Miami athletic director Dan Radakovich registered his disapproval on social media Tuesday night. And Phillips weighed in sharply as well.
“We are certainly pleased that SMU moved up in the rankings and that the committee continued to recognize the Mustangs’ incredible season, which should unequivocally earn them a playoff spot, regardless of this weekend’s outcome,” Phillips said. “With that said, we are also incredibly shocked and disappointed that Miami dropped six spots to No. 12.
“Miami has more wins and fewer losses than the team directly ahead of them and a dominant victory over an SEC team whose late-season surge includes a win over No. 13 Ole Miss. Moreover, with two losses by a combined nine points—to a ranked Syracuse team and a Georgia Tech team that just took No. 5 Georgia to eight overtimes—Miami absolutely deserves better from the committee.”
It’s hard to feel too sorry for the 13th team in a 12-team playoff—this potential last spot boils down to a resume contest among flawed teams. But it’s also hard to feel good about the premise of fairness and opportunity in a sport where the SEC always gets its way. Especially when Alabama is involved.
Look, the league has earned a lot of respect for dominating football over the previous 18 years—13 titles in that span speak volumes. But respect has morphed into a hardened brand bias that sometimes extends to teams that don’t always deserve the benefit of the doubt. Much of the country suspects that, in the eyes of broadcasters, poll voters and, most importantly, selection committee members, losses in the SEC almost don’t count. And the cynicism is growing deeper.
Under a laudable grilling from ESPN’s Rece Davis, Manuel delineated the reasons why the Tide are ahead of the Canes.
He noted Alabama’s 3–1 record against the CFP’s own top 25, compared to Miami’s 0–1 record. Fair enough.
He noted Alabama’s 6–1 record against teams that were better than .500, compared to Miami’s 4–2. That’s a useful delineation if you’re trying to prop up the Tide, because here are the records when you drop it down to record against teams that were .500 or better: Miami is 6–2, Alabama is 6–3.
And then Manuel pointed out the Hurricanes lost two of their last three games.
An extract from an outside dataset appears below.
PR #2477, opened 2021-02-03
Hydrate using correct nav in storybook layouts

nicl:
This doesn't currently affect things as we don't hydrate the nav, but the (in progress) sticky nav test requires this.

That’s a problem.
This is supposed to be a full-body-of-work assessment, not a barometer of who is hot at the end and who is not. Because if it’s that, the 9–3 South Carolina Gamecocks should be higher than No. 14 and out of the tournament. The Gamecocks are on a six-game winning streak, half of them against ranked opponents.
And while it’s true Miami lost two of its last three games, they were to the 7–5 Georgia Tech Yellow Jackets and 9–3 Syracuse Orange. Neither was anywhere near as bad as the absolute dud the Crimson Tide dropped in a three-touchdown loss to the 6–6 Oklahoma Sooners on Nov. 23.
As seems to sometimes be the case, criteria that works against one team doesn’t work against Bama. Teflon Tide.
The first time it became clear the committee might be excessively smitten by Alabama was the third CFP rankings on Nov. 19. The Tide defeated an FCS opponent three days earlier, Mercer, and somehow rose three spots in the rankings, from No. 10 to No. 7. That happened to be one spot ahead of Miami, which did not play that weekend.
The following week was when Alabama was flattened by Oklahoma and dropped six spots, to No. 13. Miami moved up two more, to No. 6. And then came this week, when the Hurricanes lost by four points to a Syracuse team that entered the CFP top 25. Alabama jumped up two spots on the dubious strength of a two-touchdown home win over 5–7 Auburn.
And now they’re frozen there—Alabama ahead of Miami. It was yet another comeback from the near-dead for the Zombie Tide. Yet another victory for the SEC, which is positioned to tie the Big Ten for most teams in the tournament with four, unless Clemson can do something about it.
It is going incredibly well. As Greg Sankey decreed it must.